豆芽看見我,掙脫那人的手,歡快的朝我飛奔過來:“媽媽——”
“哎呦喂,我的豆芽又重了!”我抱起豆芽,啵了她一口。
我看見那人慢慢走過來,我就對豆芽吼:“跟你說幾遍了,不許和陌生人這麼親,被拐了怎麼辦!”
豆芽樂,親親我的臉:“媽,他就是我第一次演出的時候,那個一直拉著我的人啊,他人挺好的,可疼我了。”豆芽又湊在我耳邊說:“要不是年紀大點兒,我早介紹給你了。”
我白了她一眼。這時,身後畢曉客氣的打著招呼:“廖叔叔好。”
“畢曉啊,呵呵,難得看見你這丫頭。”廖震良和藹的說,畢曉又和他寒暄了一會兒,也不知道怎麼的,就把話題轉到豆芽身上了。
廖震良看著我說:“蘇姐,蘇寧是個待人親的孩兒。”
我立馬說道:“廖先生,這話用得著您說嘛?是吧,豆芽。”我瞪了豆芽一眼,豆芽不說話。
畢曉也有點尷尬,沒想到我上來就這麼衝,趕緊說道:“廖叔叔,您別管她,更年期呢。”
我瞪了她一眼,我的態度確實不好,我知道給畢曉造成麻煩了,接著我就選擇沉默。
廖震良可能也沒想到我這麼不給面子,他依舊笑著說:“蘇姐,有時間嗎?我們聊聊吧。”
我剛想說沒有,畢曉接過我懷裡的豆芽,跟我說:“你們聊,我帶豆芽先走。廖叔叔,她這人兒就是面兒生,您也別介意,你們聊你們聊。”
畢曉剛走,遠處一輛黑色賓士過來了,下來個人兒給開了門兒,廖震良和我一起坐在後車座。

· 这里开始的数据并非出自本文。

Issue #166, opened 2020-07-02
Allow changing the chatflow title


xmonader:
Allow changing the title of a chatflow maybe by setting a class variable on the chatflow and if not let's leave the current default "Zero Chat Bot" as is

AhmedSa-mir:
Changed title here: https://github.com/threefoldtech/js-sdk/commit/9122fdcf0ed1f0ec511414cb73d75108d1b41871

xmonader:
```pythonn

class TheChatflow(Chatflow):
    TITLE = ....
```
Please make it similar to this

Dina-Abd-Elrahman:
- verified.

PR #185, opened 2020-07-05
Added chatflow title property

AhmedSa-mir:
Fixing https://github.com/threefoldtech/js-sdk/issues/166

### DIFF
--- a/jumpscale/packages/chatflows/actors/chatbot.py
+++ b/jumpscale/packages/chatflows/actors/chatbot.py
@@ -21,10 +21,10 @@ class ChatFlows(BaseActor):
         chatflow = package.get(chat)
         if not chatflow:
             raise j.exceptions.Value(f"Chat {chat} not found")
-        
+
         obj = chatflow()
         self.sessions[obj.session_id] = obj
-        return {"sessionId": obj.session_id}
+        return {"sessionId": obj.session_id, "title": obj.title}
 
     @actor_method
     def fetch(self, session_id: str, restore: bool = False) -> dict:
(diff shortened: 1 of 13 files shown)


jumpscale/packages/chatflows/actors/chatbot.py
```diff
@@ -21,10 +21,10 @@ def new(self, package: str, chat: str, client_ip: str, query_params: dict = None
         chatflow = package.get(chat)
         if not chatflow:
             raise j.exceptions.Value(f"Chat {chat} not found")
-        
+
         obj = chatflow()
         self.sessions[obj.session_id] = obj
-        return {"sessionId": obj.session_id}
+        return {"sessionId": obj.session_id, "title": obj.title}
```
xmonader, line 27: can we make sure we always send one incase of obj.title is None ?
e.g `"title": "Zero Chat bot" if obj.title is None else obj.title` ?

jumpscale/packages/chatflows/frontend/App.vue
```diff
@@ -105,6 +105,7 @@
         end: false,
         menu: false,
         chat: CHAT,
+        title: null,
```
xmonader, line 108: Can we have a default here instead of null?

車子緩緩的開著,不知道往什麼方向,不久,司機就停車了,廖震良讓司機去買點兒水,車裡就剩我們倆人。
我說:“廖先生,您有什麼事兒就說吧。”
廖震良笑笑:“梓琳說你是個直爽人兒,看來她說的沒錯。”
我安靜的坐著,不在開口說話。
他點了一支菸,調了車裡的空調,他說:“蘇寧是我的孩子。”
我!我猛地回頭看他,我震驚的說不出一句話。
他無奈的笑:“梓琳是個好女孩兒,她身上總有一種傲氣,值得別人佩服的傲氣。我問她,為什麼願意陪一個可以當她父親的男人,她說,‘我需要錢。’我以為我們之間一直都是一種交易,可是跟她在一起,我就不願意和別的女人上。床,我的眼睛離不開她,呵呵,我被她迷住了。”
一根菸抽完了,廖震良又接著抽第二支,他說:“我知道她懷孕了,她要打掉,我不許,後來她遇見另一個人,她跟我說,她要結婚了,孩子已經打掉了。我想掐死她,那是我的孩子。我們在一起,不多不少四年,她除了給你們要生活費和學費,什麼都不跟我要,即便是我買了,她也會退回去,一件兒都不要。這麼一個疼惜親人,照顧親人的女人,怎麼會這麼狠心的把自己的孩子殺了,我恨她。決定從此不再理她。”
“可是當她打電話告訴我有人要查我的時候,我高興壞了,我想她還愛著我,我必須好好活著,一點兒把柄都不能落下,那時候有個手下說,如果想要除掉那些要搬到我的人,就必須假裝上鉤,這齣兒苦肉計必須演,而且還要演的好。”他滅了煙,我看不清他的神,聽他的聲音,似乎有些傷心,他說:“我不知道她的男人在裡面,可我知道這裡必須得有人犧牲,我警告過她,可她還是讓那男人去了。”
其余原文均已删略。